Exercise requirements
Report each line of the data below in which "hooks" appears.

Supplied material

# # # # #

Issue #356, opened 2018-12-04
Hardcoded Material lists for tinting


MrNiceUK:
In `XComHumanPawn::UpdateMeshMaterials()`, a switch block on the name of the Parent Material(recursive) of the Material is used to decide whether to (attempt) to apply skin color, armor tints, tattoos, etc. This means that these are applied based on hard coded lists of Material names. This doesn't entirely stop mods having tintable custom materials, but they do have to have the same *name* as a material which takes the appropriate tints in the hard coded lists, and rely on the fact that classes from different UPKs can have the same name. However this tops the materials being appropriately named, and encourages bad practice by *knowingly* reusing a class name, both of which can lead to confusion.
The obvious "fix" for this is to change the switch block into a set of `else if`'s, with config defined arrays of appropriate material names which can be appended to by mods. Mods relying on the existing behaviour by reusing existing material names will still work.
Note: Yes, #216 hook could be used, but requires that mods duplicate the material loop, and if multiple mods use the same material, each would have to have the code to not have dependencies.

Issue #216, opened 2018-03-31
More general Material Update hooks for XComHumanPawn


robojumper:
#169 adds a hook for mods to update human pawn mesh materials. The hook has some limitations:

1. It's called for every attachment for every material instance constant
2. It's only called for material instance constants, not for plain old materials.
3. There's not enough context for mods. There's not even an index for mods to identify which material they're actually looking at.

Adding an additional hook that is called once per attachment would be better, because it's much more flexible. We can rewrite the code to deprecate the old hook by making the new function a wrapper for the old function.

Issue #197, opened 2018-02-22
Fix and configuration of Second Wave Options in Debug Strategy Start


ChrisTheThinMint:
Currently, you are unable to select any SWOs for the Debug start, and it also automatically enables Beta Strike, which is likely a leftover from Firaxis' internal testing.

I am going to go ahead and overwrite XGStrategy to include a config array where you can customize the second wave options enabled in the Debug Start.

PR #797, opened 2020-03-04
Even more docs (DebugStartSecondWave, UpdateHumanPawnMeshMaterial & friends)

robojumper:
Documents #197, #216, #169, #356. (Remove needs-docs label when this is merged.)

cc @Iridar I hope this is somewhat correct re. material hooks.


robojumper:
I believed you used the material hook too and wanted to ask whether the documentation is correct (could be wrong, in that case ignore).

Iridar:
> I believed you used the material hook too and wanted to ask whether the documentation is correct (could be wrong, in that case ignore).

Nope, never used it for anything ever.

Issue #435, opened 2019-02-26
Better action cleanup on end-of-month


Xymanek:
https://github.com/X2CommunityCore/X2WOTCCommunityHighlander/blob/ba117b928f4acae9bac89d90da5abd3fe3d88f57/X2WOTCCommunityHighlander/Src/XComGame/Classes/XComGameState_ResistanceFaction.uc#L931-L941

Add an event, `ShouldCleanupCovertAction` which allows mods to overwrite whether an action should be deleted

https://github.com/X2CommunityCore/X2WOTCCommunityHighlander/blob/ba117b928f4acae9bac89d90da5abd3fe3d88f57/X2WOTCCommunityHighlander/Src/XComGame/Classes/XComGameState_ResistanceFaction.uc#L708-L713

Replace `CovertActions.Length = 0` with a loop that checks whether each action is deleted or not. This is actually a base game bug (removing ongoing action from that list) but the vanilla screen somehow accounted for that so it was never visible

PR #820, opened 2020-03-25
Fix covert actions not being cleaned up (#819)

### LINKED ISSUE #819: Covert actions are not being cleaned up properly on month end
Through debugging, I've discovered that [this loop](https://github.com/X2CommunityCore/X2WOTCCommunityHighlander/blame/master/X2WOTCCommunityHighlander/Src/XComGame/Classes/XComGameState_ResistanceFaction.uc#L979) in `XCGS_ResistanceFaction.CleanupFactionCovertActions()` is broken because the array is being modified (elements removed) while the function is iterating over it. That leads to some of the covert actions been skipped and left in the `CovertActions` property.

pledbrook:
Issue #435 removed the unconditional clearing of a resistance faction's covert actions when new ones were generated. This led to the manifestation of an existing bug in a loop in `CleanupFactionCovertActions()`, which meant that not all of the existing covert actions were being removed.

This change simply replaces the loop with a reverse-traversal one that can handle elements of the `CovertActions` array being removed during iteration over that array.

Fixes #819.

### DIFF
--- a/X2WOTCCommunityHighlander/Src/XComGame/Classes/XComGameState_ResistanceFaction.uc
+++ b/X2WOTCCommunityHighlander/Src/XComGame/Classes/XComGameState_ResistanceFaction.uc
@@ -962,9 +962,9 @@ function RemoveCovertAction(StateObjectReference ActionRef)
 function CleanUpFactionCovertActions(XComGameState NewGameState)
 {
 	local XComGameStateHistory History;
+	local int idx;
 	// Issue #435 Start
 	local XComGameState_CovertAction ActionState;
-	local StateObjectReference ActionRef;
 	local XComLWTuple Tuple;
 
 	Tuple = new class'XComLWTuple';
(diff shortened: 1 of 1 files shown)


X2WOTCCommunityHighlander/Src/XComGame/Classes/XComGameState_ResistanceFaction.uc
```diff
@@ -976,10 +976,13 @@ function CleanUpFactionCovertActions(XComGameState NewGameState)
 	
 	History = `XCOMHISTORY;
 
-	foreach CovertActions(ActionRef) // Issue #435 Changed Loop type
+	// Issue #819: Replaced the `foreach` with a reverse traversal loop which won't
+	// be affected by elements being removed during the iteration. Also removed the
+	// `ActionRef` local variable.
```
Xymanek:
```suggestion
	// `ActionRef` local variable (introduced in #435).
```

pledbrook:
This should be squash merged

# # # # #

Solution to the exercise
More general Material Update hooks for XComHumanPawn
cc @Iridar I hope this is somewhat correct re. material hooks.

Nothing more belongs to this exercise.